- Born: Nkwerre, Imo State, Nigeria
- Occupations: Activist; Businessperson;

= Citizen Ikenna Samuelson Iwuoha =

Nigerian human rights activist and businessman

Ikenna Samuelson Iwuoha is a social crusader and advocate of good governance, transparency and accountability in Nigeria based in Owerri, Imo State. He is known for his stance on integrity.

==Biography==
Iwuoha was born in Nkwerre, Imo State of Nigeria. He attended Uzii Layout Primary School and Government Secondary School in Owerri, Imo State. He obtained a degree in business management from the Imo State University. He became a public figure in 2010 when he alleged that a serving governor of Imo State personally flogged him in Government House, the seat of power, and subsequently became one of those who fought to ensure that the governor did not have his second term in office.

==Career==
He worked as a senior special assistant on media and senior special assistant on special duties to the Speaker of Imo State House of Assembly from 2011 to 2013. He was a trader and businessman before his appointment. He founded Ikenna Samuelson Organizations, a conglomerate of companies on the 15th of June 1988. He owns Aboki Holdings and Nwachinemerem Stores, all in Owerri-Imo State, Nigeria.
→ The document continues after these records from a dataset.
PR #1933, opened 2026-06-24
Get rid of BND warnings

cstamas:
By properly formatting bnd parameters (follow emitted advice, add trailing `:`).

---

FTR, warning was:
```
[INFO] --- bnd:7.3.0:bnd-process (bnd-process) @ maven-resolver-spi ---
[WARNING] /home/cstamas/Worx/apache-maven/RELEASE/maven-resolver/maven-resolver-spi/pom.xml [18:74]: No value specified for key: -jpms-module-info. An empty value should be specified as '-jpms-module-info:' or '-jpms-module-info=': <<              -jpms-module-info
      -removeheaders Automatic-Module-Name>>
```

### DIFF
--- a/maven-resolver-api/pom.xml
+++ b/maven-resolver-api/pom.xml
@@ -34,7 +34,7 @@
   <properties>
     <bnd.instructions.additions><![CDATA[
       -jpms-module-info: org.apache.maven.resolver
-      -removeheaders Automatic-Module-Name
+      -removeheaders: Automatic-Module-Name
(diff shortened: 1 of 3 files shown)


gnodet (approved):
Clean and correct fix. The three affected modules are the only ones using BND instruction syntax without the required colon separator — the other modules with `bnd.instructions.additions` use standard OSGi manifest headers that already include colons.

LGTM.

_Fully automatic review from Claude Code_

PR #1947, opened 2026-07-02
Use try-with-resources in AbstractTransporter

### LINKED ISSUE #1521: Use try-with-resources

There's a lot of code like this scattered throughout the project:

```
        FileOutputStream fos = null;
        try {
            fos = new FileOutputStream(file);

            if (data != null) {
                fos.write(data.getBytes(StandardCharsets.UTF_8));
            }

            fos.close();
            fos = null;
        } finally {
            try {
                if (fos != null) {
                    fos.close();
                }
            } catch (final IOException e) {
                // Suppressed due to an exception already thrown in the try block.
            }
        }
```

Use try-with-resources from Java 7

Aayush10016:
## Summary

- Refactor `AbstractTransporter` stream handling to use try-with-resources for the close-on-completion paths.
- Preserve the existing `close=false` behavior by leaving download input streams open and flushing upload output streams.
- Add focused tests for the `utilGet` and `utilPut` close/flush contracts.

Closes apache/maven-resolver#1521.

## Verification

- `mvn -pl maven-resolver-spi -am test` with Temurin JDK 21.0.11

### DIFF
--- a/maven-resolver-spi/src/main/java/org/eclipse/aether/spi/connector/transport/AbstractTransporter.java
+++ b/maven-resolver-spi/src/main/java/org/eclipse/aether/spi/connector/transport/AbstractTransporter.java
@@ -90,12 +90,16 @@ public abstract class AbstractTransporter implements Transporter {
      */
     protected void utilGet(GetTask task, InputStream is, boolean close, long length, boolean resume)
             throws IOException, TransferCancelledException {
-        try (OutputStream os = task.newOutputStream(resume)) {
-            task.getListener().transportStarted(resume ? task.getResumeOffset() : 0L, length);
-            copy(os, is, task.getListener());
-        } finally {
-            if (close) {
-                is.close();
+        if (close) {
+            try (InputStream input = is;
+                    OutputStream os = task.newOutputStream(resume)) {
+                task.getListener().transportStarted(resume ? task.getResumeOffset() : 0L, length);
+                copy(os, input, task.getListener());
+            }
+        } else {
+            try (OutputStream os = task.newOutputStream(resume)) {
+                task.getListener().transportStarted(resume ? task.getResumeOffset() : 0L, length);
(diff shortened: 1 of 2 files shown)


cstamas:
See https://github.com/apache/maven-resolver/blob/master/.github/pull_request_template.md
Have you ICLA?

gnodet (commented):
## Review Summary

Nice cleanup, @Aayush10016! The try-with-resources conversion in `AbstractTransporter` is correct and actually **improves** exception handling over the original code.

### What's good

In the original code, `is.close()` (in `utilGet`) and `os.close()` (in `utilPut`) were called in plain `finally` blocks, meaning their exceptions could **replace** the primary exception from the `try` block. The try-with-resources approach properly adds close exceptions as *suppressed* exceptions instead — this is the correct Java behavior.

The tests are well-focused and verify the close/flush contract for both `close=true` and `close=false` branches.

### Minor observations (non-blocking)

- **Code duplication:** The `transportStarted` + `copy` logic is duplicated in both branches of the `if`/`else` for each method. An alternative is to extract the common body into a private helper method, though the current form with 2-line duplication is clear and defensible.

- **Exception-path tests:** The tests cover the happy path well, but don't test the exception path — e.g., verifying streams are still properly closed when `copy()` throws. Since improved exception handling is a key benefit of this refactor, an exception-path test would strengthen confidence. This is a nice-to-have, not a blocker.

- **Pre-existing:** In the `utilPut` `close=false` branch, `os.flush()` remains in a plain `finally` block, meaning if `copy()` throws and then `flush()` also throws, the flush exception replaces the original. This is unchanged by this PR and could be addressed in a follow-up.

Overall this is a solid improvement. The contributor checklist items noted in the maintainer comment should still be addressed.

---

kwin (approved):
LGTM, thanks

PR #1948, opened 2026-07-05
Bug: Jetty transport used wrong config

cstamas:
Wrong timeout is used.


cstamas:
Windows got 403 from central :disappointed:

kwin (approved):

PR #1953, opened 2026-07-08
Bug: Apache transport deadlock in concurrent use case

cstamas:
Make sure the class SSLConnectionSocketFactory is initialized early, instead lazily in ConcurrentHashMap.computeIfAbsent, as latter may cause deadlock.

Refs:
* https://github.com/quarkusio/quarkus/issues/55317
* https://github.com/quarkusio/quarkus/pull/55345

### DIFF
--- a/maven-resolver-transport-apache/src/main/java/org/eclipse/aether/transport/apache/GlobalState.java
+++ b/maven-resolver-transport-apache/src/main/java/org/eclipse/aether/transport/apache/GlobalState.java
@@ -54,6 +54,13 @@ import org.eclipse.aether.util.ConfigUtils;
  */
 final class GlobalState implements Closeable {
 
+    static {
+        // force initialization of SSLConnectionSocketFactory class:
+        // ensure that the connection socket factory is initialized before we start using it in any multithreaded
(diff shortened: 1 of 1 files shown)


gnodet (approved):
Clean, well-targeted fix for a real deadlock — the pattern (eager class initialization to avoid the documented `ConcurrentHashMap.computeIfAbsent` hazard) is sound and well-established.

**Evaluation:**
- **Correctness:** The JVM guarantees `GlobalState.<clinit>` completes before any static/instance members are used, so `SSLConnectionSocketFactory` is fully initialized before `computeIfAbsent` is ever reached.
- **Sufficiency:** A single call to `getDefaultHostnameVerifier()` triggers `SSLConnectionSocketFactory.<clinit>`, which initializes the class once. All three usage points (lines 153, 166, 190) then access an already-initialized class.
- **Scope:** Minimal, focused change — exactly what's needed.
- **Tests:** No tests added, but acceptable — class-initialization deadlocks are inherently timing-sensitive and non-deterministic.

**Minor observation (non-blocking):** The comment references the Quarkus PR (`quarkus/pull/55345`) which is the downstream workaround. Consider also linking to the Quarkus issue (`quarkus/issues/55317`) which contains the detailed thread-dump and root-cause analysis, for future maintainer context.

PR #1958, opened 2026-07-13
Validate path components in DefaultLocalPathComposer

gnodet:
## Summary

- Add validation in `DefaultLocalPathComposer` to reject coordinate components (groupId, artifactId, version, classifier, extension) that contain path traversal sequences (`..`) or path separator characters (`/`, `\`) before composing the local repository path.
- This is consistent with the existing path validation in `FileTransporter.getPath()` (line 166).
- Add `DefaultLocalPathComposerTest` with tests for normal and malformed coordinates.

## Test plan

- [x] New `DefaultLocalPathComposerTest` passes (7 tests — normal paths, traversal rejection, slash rejection, backslash rejection)
- [x] Existing `SimpleLocalRepositoryManagerTest` passes (3/3)
- [x] Existing `EnhancedLocalRepositoryManagerTest` passes (12/12)

### DIFF
--- a/maven-resolver-impl/src/main/java/org/eclipse/aether/internal/impl/DefaultLocalPathComposer.java
+++ b/maven-resolver-impl/src/main/java/org/eclipse/aether/internal/impl/DefaultLocalPathComposer.java
@@ -38,6 +38,13 @@ public final class DefaultLocalPathComposer implements LocalPathComposer {
     public String getPathForArtifact(Artifact artifact, boolean local) {
         requireNonNull(artifact);
 
+        validatePathComponent(artifact.getGroupId(), "groupId");
+        validatePathComponent(artifact.getArtifactId(), "artifactId");
+        validatePathComponent(artifact.getBaseVersion(), "baseVersion");
+        validatePathComponent(artifact.getVersion(), "version");
+        validatePathComponent(artifact.getClassifier(), "classifier");
+        validatePathComponent(artifact.getExtension(), "extension");
+
         StringBuilder path = new StringBuilder(128);
 
         path.append(artifact.getGroupId().replace('.', '/')).append('/');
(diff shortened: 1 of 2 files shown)


gnodet (commented):
## AI-Assisted Review — PR #1958 (Validate path components in DefaultLocalPathComposer)

This is a well-scoped security hardening PR — nice work! The validation is correct, purely additive, and more thorough than the existing precedent in `FileTransporter.getPath()`.

### What works well

- **Correct validation logic**: Checking for `..`, `/`, and `\` independently catches traversal sequences, forward-slash injection, and backslash-based traversal. This is more robust than the existing `FileTransporter.getPath()` check which only catches `"../"`.
- **Null/empty safety**: `validatePathComponent` correctly short-circuits on null and empty values, avoiding false rejections on legitimate empty classifiers.
- **Good test coverage**: The 7 new tests cover the core attack vectors (traversal sequences, slashes, backslashes) and verify that normal version strings with dots and dashes remain unaffected.

### Minor observations (non-blocking)

**1. `metadata.getType()` and `repositoryKey` are not validated**

Both flow into the composed path but aren't passed through `validatePathComponent`. However, these are internally derived rather than attacker-controlled: `repositoryKey` comes from `RepositoryIdHelper` (which uses `PathUtils.stringToPathSegment()` for sanitization) or is the constant `"local"`, and `metadata.getType()` is typically `"maven-metadata.xml"` or internal constants. This is a defense-in-depth gap rather than an exploitable issue — worth noting for a future hardening pass.

**2. Test coverage for non-version fields**

The traversal rejection tests only exercise the `version` field. Since all fields use the same `validatePathComponent` method the logic is covered, but adding at least one test per field (groupId, artifactId, classifier, extension) would strengthen completeness.

Overall this is ready to merge — a clean security improvement at the right layer.

cstamas:
I propose alt solution https://github.com/apache/maven-resolver/pull/1959
And once 2.0.21 is out, Maven implementations of `DefaultVersionResolver` and `DefaultVersionRangeResolver` should reuse it as well.

PR #1959, opened 2026-07-13
Validate path components

cstamas:
But make it reusable as well. When 2.0.21 released, Maven codebase of `DefaultVersionResolver` and `DefaultVersionRangeResolver` should be updated too, and use this util method.

Supersedes (and based on) #1958

### DIFF
--- a/maven-resolver-util/src/main/java/org/eclipse/aether/util/PathUtils.java
+++ b/maven-resolver-util/src/main/java/org/eclipse/aether/util/PathUtils.java
@@ -22,6 +22,9 @@ import java.util.Collections;
 import java.util.HashMap;
 import java.util.Map;
 
+import org.eclipse.aether.artifact.Artifact;
+import org.eclipse.aether.metadata.Metadata;
+
 import static java.util.Objects.requireNonNull;
 
 /**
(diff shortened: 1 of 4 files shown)


gnodet (commented):
## AI-Assisted Review — PR #1959 (Validate path components)

The core contribution here — extracting path traversal validation into `PathUtils` for cross-project reuse and applying it at the `DefaultLocalPathComposer` boundary — is well-designed and correct. The `equals("..") + contains("/") + contains("\\")` approach is sound and more precise than PR #1958's `contains("..")`, with the reasoning properly documented in code comments ("version '1..' is valid").

### Verified concern: `GenericVersion` constructor validation

The addition of `validatePathComponent` inside the `GenericVersion` constructor conflates filesystem-safety with version parsing. `GenericVersion` is a pure version-parsing/comparison class used for version ranges, dependency resolution ordering, constraint evaluation, and version comparison — none of which involve filesystem paths.

**The `IllegalArgumentException` escapes through `parseVersion()` uncaught.** The call chain:

1. `GenericVersionScheme.parseVersion(String)` declares `throws InvalidVersionSpecificationException` (checked)
2. It calls `new GenericVersion(version)` → `validatePathComponent()` → throws `IllegalArgumentException` (unchecked)
3. Callers like `AbstractPatternDependencyFilter.isVersionIncludedInRange()` catch only `InvalidVersionSpecificationException` — the unchecked exception propagates unhandled

This is a behavioral change to a widely-used public API. Any downstream code using `parseVersion()` with a version string containing `/` or `\` (unusual but not currently invalid) would get an uncaught `IllegalArgumentException` instead of a successful `Version` object.

### Suggestion

Consider keeping the `PathUtils` extraction and `DefaultLocalPathComposer` integration (which is the right enforcement point — where versions become filesystem path segments), but removing the `GenericVersion` constructor change. If version-level validation is desired as defense-in-depth, it could either:
- Throw `InvalidVersionSpecificationException` instead (if path traversal is considered a version *syntax* violation), or
- Be applied at a different layer (e.g., in Maven's `DefaultVersionResolver`)

### Other notes

- The metadata type exclusion from validation is correctly documented (`.meta/prefixes.txt` contains legitimate path separators)
- This PR completely supersedes PR #1958 — if merged, #1958 should be closed
- Test coverage for the core path validation through `DefaultLocalPathComposerTest` is solid; direct unit tests for `PathUtils.validatePathComponent` and the `GenericVersion` constructor behavior would strengthen coverage

cstamas:
Agreed with assessment: will remove `validatePathComponent` from `GenericVersion` ctor, and it should really go into Maven stuff.

gnodet:
Thanks for the quick update, @cstamas! Removing the `validatePathComponent` from the `GenericVersion` constructor looks right — this keeps the validation at the path-composition layer where it belongs, without affecting version parsing semantics. The remaining changes (PathUtils extraction + DefaultLocalPathComposer validation) look good.

maven-resolver-util/src/main/java/org/eclipse/aether/util/PathUtils.java
```diff
@@ -72,4 +75,50 @@ public static String stringToPathSegment(String string) {
...
+     *
+     * @since 2.0.21
+     */
+    public static void validatePathComponent(String value, String label) {
+        if (value != null && !value.isEmpty()) {
+            // Important: "equals .." and not "contains ..", as if escape attempted, it will contain path separators
+            // OTOH: version "1.." is valid version string!
+            if (value.equals("..") || value.contains("/") || value.contains("\\")) {
+                throw new IllegalArgumentException(
+                        "Invalid " + label + ": must not contain '..', '/' or '\\': " + value);
```
atokle, line 92: Should maybe be:
"Invalid " + label + ": must not be equal to '..' or contain '/' or '\\': " + value);

PR #1965, opened 2026-07-16
Use custom doclet to extract configuration metadata with the help of

kwin:
javadoc


maven-resolver-tools/pom.xml
```diff
@@ -199,8 +204,8 @@
             <phase>package</phase>
             <configuration>
               <mainClass>org.eclipse.aether.tools.CollectConfiguration</mainClass>
+              <classpathScope>test</classpathScope>
               <arguments>
-                <argument>--mode=resolver</argument>
                 <argument>--templates=configuration.properties,configuration.yaml</argument>
```
kwin, line 242: Are those generated artifacts actually used anywhere @cstamas?

gnodet (commented):
## Review Summary

Nice work, @kwin! Replacing the Roaster + ASM dependencies with a standard JDK javadoc doclet is a clean architectural improvement. The intermediate properties file format provides good separation between metadata extraction and rendering, and the `fileContains` pre-filtering to avoid classpath resolution issues is a smart optimization. The behavioral equivalence with the old code looks correct — e.g., the `Long` suffix stripping is correctly omitted since `VariableElement.getConstantValue()` returns a proper `Long` object.

Two minor observations on the new code:

### Low Severity

1. **Redundant `BufferedWriter` wrapping** — In `ConfigurationCollectorDoclet.java`, `Files.newBufferedWriter()` already returns a `BufferedWriter`, so the outer `new BufferedWriter(...)` wrapper is unnecessary. Harmless, but an extra allocation:

   ```suggestion
   try (Writer writer = Files.newBufferedWriter(output, StandardCharsets.UTF_8)) {
   ```

2. **Broad exception catch in `fileContains`** — In `CollectConfiguration.java`, the `fileContains` method catches `Exception` instead of `IOException`. Since `Files.readString()` only throws `IOException` as a checked exception, catching the broader `Exception` could mask programming errors (e.g., `NullPointerException`) by silently returning `false`. Consider narrowing to `IOException`.

### Notes

- The PR title appears truncated: "Use custom doclet to extract configuration metadata with the help of" — consider completing it.
- CI checks are still pending at time of review.

---

cstamas:
The maven mode is used in maven:
https://github.com/apache/maven/blob/7aa3c8a37b091a5a86d3dae3a7d99ce910fd6caa/pom.xml#L1043

maven-resolver-tools/pom.xml
cstamas: The properties and yaml files are deployed: https://repo.maven.apache.org/maven2/org/apache/maven/resolver/maven-resolver-tools/2.0.20/

But are not yet used anywhere AFAIK. The idea was to allow some other app (IDE? CLI?) to pick them up and provide some programmatic help/assistance with config, but we never got there.

@gnodet ?

gnodet (commented):
## Follow-up Review

Thanks for the quick update, @kwin! Both findings from the initial review have been addressed in the new commit:

- ✅ Redundant `BufferedWriter` wrapping removed
- ✅ Broad `Exception` catch narrowed to `IOException`

The new enum resolution logic is well-structured — the fallback chain from compile-time constant → enum constant kind → initializer expression analysis covers the practical cases nicely. The test fixture exercises both indirect enum references (`DEFAULT_ENUM = SampleEnum.VALUE_A`) and direct enum constant references (`SampleEnum#VALUE_B`), which is good coverage.

Three minor observations on the new code (all low severity):

1. **Stale assertion message** — `assertEquals(4, ...)` says "expected three configuration keys" (see inline)
2. **Redundant `docTrees.getTree(field)` call** — called twice in `resolveEnumReference`, could use Java 16+ pattern matching `instanceof` (see inline)
3. **Theoretical null from `docTrees.getPath()`** — `resolveReferencedField` passes the result of `docTrees.getPath(contextField)` directly to `new DocTreePath(...)` without a null check. In practice this is very unlikely since the doclet only processes included source elements, but a null guard would be more defensive.

None of these are blocking — the PR looks good overall.

---

maven-resolver-tools/src/test/java/org/eclipse/aether/tools/ConfigurationCollectorDocletTest.java
```diff
@@ -0,0 +1,142 @@
...
+        try (InputStream in = ConfigurationCollectorDocletTest.class.getResourceAsStream(FIXTURE)) {
+            assertNotNull(in, "fixture source not found on classpath: " + FIXTURE);
+            Files.copy(in, sourceFile);
+        }
+        Path output = tempDir.resolve("configuration-keys.properties");
+
+        runDoclet(sourceFile, output);
+
+        Map<String, Map<String, String>> keys = readKeys(output);
+        assertEquals(4, keys.size(), "expected three configuration keys");
```
gnodet: Nit: the assertion expects 4 keys but the failure message still says "three":

```suggestion
        assertEquals(4, keys.size(), "expected four configuration keys");
```

maven-resolver-tools/src/main/java/org/eclipse/aether/tools/ConfigurationCollectorDoclet.java
```diff
@@ -0,0 +1,478 @@
...
+    /**
+     * Resolves an enum constant that a field is initialized with, including the enum type in the result
+     * (e.g. a field declared as {@code SomeEnum FOO = SomeEnum.VALUE} resolves to {@code SomeEnum.VALUE}).
+     * Returns {@code null} if the field's initializer is not a simple enum reference.
+     */
+    private String resolveEnumReference(VariableElement field) {
+        if (!(docTrees.getTree(field) instanceof VariableTree)) {
+            return null;
+        }
+        ExpressionTree initializer = ((VariableTree) docTrees.getTree(field)).getInitializer();
```
gnodet: Minor: `docTrees.getTree(field)` is called twice — once for the `instanceof` guard and again for the cast. Since the project targets Java 17+, pattern matching `instanceof` eliminates the redundant call:

```suggestion
    private String resolveEnumReference(VariableElement field) {
        if (!(docTrees.getTree(field) instanceof VariableTree variableTree)) {
            return null;
        }
        ExpressionTree initializer = variableTree.getInitializer();
```

gnodet (commented):
## Follow-up Review (commits 3 & 4)

Thanks for applying the suggestions from the last review, @kwin — commit 4 (`727e16bf`) correctly adopts pattern matching `instanceof` and fixes the assertion message. Both look good.

Regarding commit 3 ("Restore maven mode"), the dual-mode architecture is clean — the split into `processResolverField` / `processMavenField` keeps the two code paths well-separated, and the `@Config` annotation attribute reading is correct. The mode is properly threaded from picocli CLI through to the doclet. A few observations:

### Medium

1. **No test coverage for Maven mode** — The existing test only exercises the resolver path (Javadoc block tags). The Maven mode has meaningfully different logic (annotation-based metadata extraction), and without a test fixture that includes an `@Config`-annotated field, regressions in `processMavenField` / `getAnnotation` would go undetected. Consider adding a second fixture and test method similar to the existing one but with `--mode=maven`.

### Low

2. **No mode validation in doclet** — The `mode` field is a raw `String` set by the `--mode` option. An invalid value (e.g. `--mode=typo`) silently falls through to resolver mode since `doRun` checks `"maven".equals(mode)` and treats everything else as resolver. Practical risk is low because `CollectConfiguration` validates via the picocli `Mode` enum, but if the doclet is ever invoked standalone, this could be surprising.

3. **Dead null check on `description`** — In `processMavenField`, the `if (description != null)` guard on the `replace("*", ...)` call is unreachable: when `docComment != null`, `renderContent(getFullBody())` returns a non-null `String`; when `docComment == null`, `description` is `""`. Harmless, but slightly misleading.

### Notes

- The PR description still says "Remove unused 'maven' mode" — consider updating it to reflect that Maven mode is now restored.
- Good use of `Locale.ROOT` in `source.toLowerCase()` — an improvement over the default-locale alternative.

---

kwin:
Long term I would rather move the Maven specific part to https://github.com/apache/maven so that it does not need to use reflection (to prevent dependencies from Resolver to Maven). Therefore I wouldn't spend time here now to add additional tests for Maven. For example https://maven.apache.org/ref/4.0.0-rc-5/maven-configuration.html still emits `system_properties` as source, as there is no mapping defined for all source enums (https://github.com/apache/maven-resolver/blob/79d102b66235f33ad1e6134e18451ac3ee91b44a/maven-resolver-tools/src/main/java/org/eclipse/aether/tools/CollectConfiguration.java#L199).

maven-resolver-tools/pom.xml
gnodet: Right, these are not used yet by any consumer that I'm aware of. The original idea was to provide a machine-readable catalog of all configuration keys so that external tools (IDE plugins, CLI helpers, etc.) could offer auto-completion, validation, or contextual help for resolver/maven configuration properties.

I still think it's a good idea to keep deploying them — they're cheap to generate and having a stable, versioned catalog of configuration keys published to Central makes it easy for tooling to pick them up whenever someone builds that integration. The format is straightforward (key/type/default/description/since), so it wouldn't be hard to consume.

That said, if we feel they add noise to the release, we could also consider not attaching them as separate artifacts and instead embedding the properties file inside the jar as a classpath resource (e.g. `META-INF/maven-resolver/configuration.properties`). That would still make them discoverable but without publishing extra artifacts.

kwin: Let's leave here for the time being.

gnodet (commented):
**Follow-up review #4 — commit `154e76df` (mode validation & cleanup)**

Nice work — this commit addresses two of the three findings from the previous round:

✅ **Mode validation** (previously flagged): The explicit `"resolver".equals(mode)` check with `else throw IllegalArgumentException` correctly prevents unknown modes from silently falling through to resolver processing. The exception is caught by the `RuntimeException` handler in `run()` and properly reported.

✅ **Dead null check** (previously flagged): The `if (description != null)` guard was correctly removed — the ternary always produces a non-null string.

✅ **`system_properties` source**: Good addition completing the enum mapping alongside `model` and `user_properties`.

**One low-severity observation** (not blocking): The mode validation happens inside the field iteration loop (line 157). If scanned sources happened to contain no constant fields, the loop body would never execute and an invalid mode would silently succeed. In practice this is unreachable because `CollectConfiguration` constrains the mode to valid enum values and pre-filters sources to those containing configuration markers — but moving the validation to the top of `doRun()` (alongside the existing `output == null` check) would make the invariant self-documenting.

**Still open from prior rounds**: No test coverage for the `maven` mode path or the new `IllegalArgumentException` path. Not blocking for this commit.

cstamas (approved):

kwin:
This requires some more work for error reporting and also for emitting types (should be FQCN for non simple types)

gnodet (commented):
**Follow-up review #5** — commits 6–8 (pattern matching, mode validation, FQCN enum types)

Great progress — commits 6-7 address our prior review findings (pattern matching, dead null check, mode validation), and commit 8 is a substantial improvement with proper FQCN resolution using `DocTreePath`/`DocTrees.getElement()`. The `Reporter` integration replacing `System.err` is also a nice touch.

**Findings:**

**1. [Important] Wrong tag name in `extractClassLink()` error messages**

`extractClassLink()` processes `@configurationType` content:
```java
String configurationType =
    getConfigurationType(extractClassLink(field, docComment, blockTags.get("configurationType")));
```

But all three error messages inside the method reference `@configurationDefaultValue`:
```java
throw new IllegalArgumentException("Missing content for @configurationDefaultValue");
// ...
"Expected a class link in @configurationDefaultValue, but got a member reference: ..."
// ...
"No valid {@link ...} reference found in @configurationDefaultValue"
```

This would send developers chasing the wrong tag when they hit these errors. Should be `@configurationType` in all three messages.

**2. [Minor] Stale javadoc on `resolveEnumReference()`**

The method javadoc still says it returns "including the enum type in the result (e.g. `SomeEnum.VALUE`)", but after commit 8 it now returns just the constant name (e.g., `VALUE`). The example contradicts the behavior.

**Non-blocking observations:**
- The `{@link ...}` prefix/suffix stripping in `getConfigurationType()` is now dead code (since `extractClassLink()` returns a FQCN directly), but the `java.lang.` stripping is still needed. Minor cleanup opportunity.
- In `lookupConstant()`, the else branch uses `field.getConstantValue()` again instead of the already-extracted `value` variable.

**CI:** Still running (all jobs pending at time of review).

**Verdict:** Solid improvements overall. Finding #1 is the only actionable item — a quick fix to swap the tag name in 3 error messages.

---
_Reviewed with AI on behalf of @gnodet. This review was generated by an AI agent and may contain inaccuracies; please verify all suggestions before applying._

Iwuoha has more than 5800 published articles to his credit since 2007.

==Arrest and detention==
In 2010 an Owerri Chief Magistrate Court sentenced Iwuoha to three months imprisonment for contempt of court, a judgment he appealed alleging government frame up. He won his appeal and was released after spending 31 days in jail. In 2011 he was made senior special assistant to the Speaker of the Imo State House of Assembly, but in 2013, things fell apart between them and he resigned his appointment. Months later, he was framed and sent to prison where he spent 328 days without trial while his wife spent 186 days in jail before the case was quashed on April 27, 2015 with the assistance of human rights activists Emeka Ononammadu, Kenneth Uwadi and Barrister Louis M. Alozie at high Court 4 in Owerri where Justice Irene Duruoha Igwe presided.